Warranty language from the Kestrel website:

_Kestrel Bicycles provides the original retail purchaser of each new Kestrel bicycle a limited lifetime warranty against defects in materials and workmanship for the bicycle frame and rigid fork when purchased from and assembled by an authorized Kestrel dealer._

Does this mean we void the warranty if we don't have a Kestrel dealer complete the assembly of these bikes after receiving them from BD?


----------



## johnny dollar (Jul 21, 2010)

you might want to PM bikesdirect, or contact them directly for that one.


----------



## cski (Mar 11, 2010)

johnny dollar said:


> you might want to PM bikesdirect, or contact them directly for that one.


Did you take Johnny's suggestion ? Keep us in the loop on anything you hear.


----------



## bikesdirect (Sep 9, 2006)

Mike Overly said:


> Warranty language from the Kestrel website:
> 
> _Kestrel Bicycles provides the original retail purchaser of each new Kestrel bicycle a limited lifetime warranty against defects in materials and workmanship for the bicycle frame and rigid fork when purchased from and assembled by an authorized Kestrel dealer._
> 
> Does this mean we void the warranty if we don't have a Kestrel dealer complete the assembly of these bikes after receiving them from BD?



I have never heard of Kestrel voiding a warranty due to proper setup by a customer. 
Of course, if you break something during setup it would not be fair to claim it is defective. However, I am sure Kestrel will honor a valid warranty claim on a bike setup by a customer.


----------



## Mike Overly (Sep 28, 2005)

Thanks, guys. Mike: Any idea when BD will reload the Rival-equipped Evoke line?


----------



## cski (Mar 11, 2010)

bikesdirect said:


> I have never heard of Kestrel voiding a warranty due to proper setup by a customer.
> Of course, if you break something during setup it would not be fair to claim it is defective. However, I am sure Kestrel will honor a valid warranty claim on a bike setup by a customer.
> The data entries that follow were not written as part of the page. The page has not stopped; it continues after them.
PR #494, opened 2019-06-17
[1530] Move create logic to controller

davidgisbey:
### Context

The access request controller currently has the logic for adding the requester_id, request_date_utc and the status to the access_request object upon instantiation. 

- Move updating the above 3 attributes from the controller to the model.

### Checklist

- [x] Attach to Trello card
- [x] Rebased master
- [x] Cleaned commit history

### DIFF
--- a/spec/models/access_request_spec.rb
+++ b/spec/models/access_request_spec.rb
@@ -75,4 +75,32 @@ describe AccessRequest, type: :model do
       expect(AccessRequest.by_request_date.last).to eq access_request1
     end
   end
+
+  describe '#add_additonal_attributes' do
+    let(:user) { create(:user, organisations: [organisation]) }
+    let(:organisation) { build(:organisation) }
+    let(:access_request) {
+      build(:access_request,
+            organisation: user.organisations.first.name,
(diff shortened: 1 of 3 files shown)


davidgisbey:
Good point 👍

davidgisbey:
[[S] Move access request logic to model callbacks](https://trello.com/c/rcXML6pF/1530-s-move-access-request-logic-to-model-callbacks)

spec/models/access_request_spec.rb
```diff
@@ -75,4 +75,27 @@
...
+    }
+
+    before do
+      access_request.add_additonal_attributes(access_request.requester_email)
+    end
+
+    subject { access_request }
+
+    its(:requester)         { should eq user }
+    its(:request_date_utc)  { should be_within(1.second).of Time.now.utc }
```
benilovj: I'd use Timecop around this whole describe block to pin the time to a particular timestamp; then you should be able to do an exact match.

davidgisbey: Thanks. Have added it 👍

PR #495, opened 2019-06-18
[1624] Add deserializable site class

tvararu:
### Context

json-api will auto-generate one for us, but it's better to use an explicit one instead because that way we have more finely grained control over what attributes get exposed.

Add DeserializableSite and use it in the site_controller.

### Checklist

- [x] Attach to Trello card
- [x] Rebased master
- [x] Cleaned commit history

### DIFF
--- a/app/controllers/api/v2/sites_controller.rb
+++ b/app/controllers/api/v2/sites_controller.rb
@@ -45,7 +45,7 @@ module API
 
       def site_params
         params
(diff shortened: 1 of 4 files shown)


tvararu:
[Display validations when saving enrichments](https://trello.com/c/zqMPpbp7/1624-display-validations-when-saving-enrichments)

PR #497, opened 2019-06-18
[1624] Remove latest_enrichment prefix on enrichment errors

tvararu:
### Context

These were initially added with the idea that without them, the frontend will not be able to differentiate which errors belong to the course and which errors belong to the course enrichment.

In practice, they actually end up confusing json-api, which will not automatically assign `source: { pointer }`s which are used to then associate validation errors to the appropriate field.

Because the frontend doesn't need to know about enrichments, it's better if we simply remove this prefix.

### Checklist

- [x] Attach to Trello card
- [x] Rebased master
- [x] Cleaned commit history

### DIFF
--- a/app/models/course.rb
+++ b/app/models/course.rb
@@ -287,14 +287,11 @@ private
 
   def add_enrichment_errors(enrichment)
     enrichment.errors.messages.map do |field, _error|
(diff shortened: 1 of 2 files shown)


tvararu:
[Display validations when saving enrichments](https://trello.com/c/zqMPpbp7/1624-display-validations-when-saving-enrichments)

PR #506, opened 2019-06-19
[1640] Add recruitment cycle to courses

dankmitchell:
### Context
Add the 2019 recruitment cycle to ALL courses

- Setup association between course and recruitment cycle
- Add data migration to add 2019 recruitment cycle to all courses

### Guidance to review
Run `bundle exec rake db:migrate:with_data`

### Checklist
- [x] Attach to Trello card
- [x] Rebased master
- [x] Cleaned commit history

### DIFF
--- a/app/models/course.rb
+++ b/app/models/course.rb
@@ -20,6 +20,7 @@
 #  created_at              :datetime         not null
 #  updated_at              :datetime         not null
 #  changed_at              :datetime         not null
+#  recruitment_cycle_id    :integer
 #
 
 class Course < ApplicationRecord
@@ -69,6 +70,7 @@ class Course < ApplicationRecord
 
   belongs_to :provider
   belongs_to :accrediting_provider, class_name: 'Provider', optional: true
+  belongs_to :recruitment_cycle
   has_many :course_subjects
   has_many :subjects, through: :course_subjects
   has_many :site_statuses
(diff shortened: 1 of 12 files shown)


dankmitchell:
[[M] Backend - Add recruitment cycles to courses](https://trello.com/c/z4vIdLCw/1640-m-backend-add-recruitment-cycles-to-courses)

app/models/course.rb
```diff
@@ -20,6 +20,7 @@
 #  created_at              :datetime         not null
 #  updated_at              :datetime         not null
 #  changed_at              :datetime         not null
+#  recruitment_cycle_id    :integer
```
defong: nullable?

misaka: Ya, this will have to be nullable for the first migration at least, unless we give it a default value (in the SQL), which is probably not the best. Otherwise:

1. Add `course.recruitment_cycle_id`, nullable
2. Populate `recruitment_cycle_id` for all the courses with a data migration
3. Make `course.recruitment_cycle_id` not nullable.

defong: aint that the default?

`Add2019RecruitmentCycleToCourses`

dankmitchell: We can't make it not null until we've ran the data migration so I suggest doing a follow up PR for this.

defong: Guess I got baited to reject this, will fall for it everytime.

PR #554, opened 2019-06-27
[1682] remove rails data:migrate from Dockerfile

misaka:
### Context

We've removed the data migrations and gem, but not it being run.

Remove 'rails data:migrate' from Dockerfile.

### Checklist

- [x] Attach to Trello card
- [x] Rebased master
- [x] Cleaned commit history


misaka:
[Remove data migrations](https://trello.com/c/4haxChLF/1682-remove-data-migrations)

PR #556, opened 2019-06-27
[1690] Add word count validations for personal qualities and other requirements

fofr:
### Context

We didn’t have validations for word count for:

- personal qualities
- other qualifications

This means users could save long answers to these.

- Add missing validations
- Group validations by enrichment page, and order based on order they appear in form – this means the error messages shown to users will also appear in the correct order


fofr:
[Missing word count validations on personal qualities and other requirements](https://trello.com/c/er4YK4Si/1690-missing-word-count-validations-on-personal-qualities-and-other-requirements)

PR #560, opened 2019-06-28
[1685] Remove unnecessary "Enrichments is invalid" message

tvararu:
### Context

Because of the `has_many :enrichments` relationship, Rails will add a `Enrichments is invalid` message on the `Course` model when a new `CourseEnrichment` is created but fails to be saved due to validation issues. This behaviour can occur when users attempt to save a new enrichment (as opposed to updating an already draft one) which has errors.

Adds an `after_validation` to manually clear the unnecessary validation.

### Guidance to review

I can't seem to find a more idiomatic way of doing this.

### Checklist

- [x] Attach to Trello card
- [x] Rebased master
- [x] Cleaned commit history

### DIFF
--- a/app/models/course.rb
+++ b/app/models/course.rb
@@ -124,6 +124,8 @@ class Course < ApplicationRecord
   validate :validate_enrichment_publishable, on: :publish
   validate :validate_enrichment
 
+  after_validation :remove_unnecessary_enrichments_validation_message
+
   def accrediting_provider_description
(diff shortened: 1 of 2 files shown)


tvararu:
[When a user tries to publish a course without any enrichment data the validation message is wrong](https://trello.com/c/yZcPwzdX/1685-when-a-user-tries-to-publish-a-course-without-any-enrichment-data-the-validation-message-is-wrong)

Perhaps we could get some explicit confirmation from someone at Kestrel ?


----------



## bikesdirect (Sep 9, 2006)

Mike Overly said:


> Thanks, guys. Mike: Any idea when BD will reload the Rival-equipped Evoke line?



We have some on the water

Plus we have about 8 models of bikes that we picked up a super closeout on
only issue brakes are routed opposite from USA standard; as they were purchased by us from a non USA disributor

Should be lots of Kestrel deals on BD in next few weeks


----------



## Mike Overly (Sep 28, 2005)

Great. 

(Wonder how much discount a left-brakes-rear/right-brakes-front setup will garner ... more if the brifters are routed backward  )


----------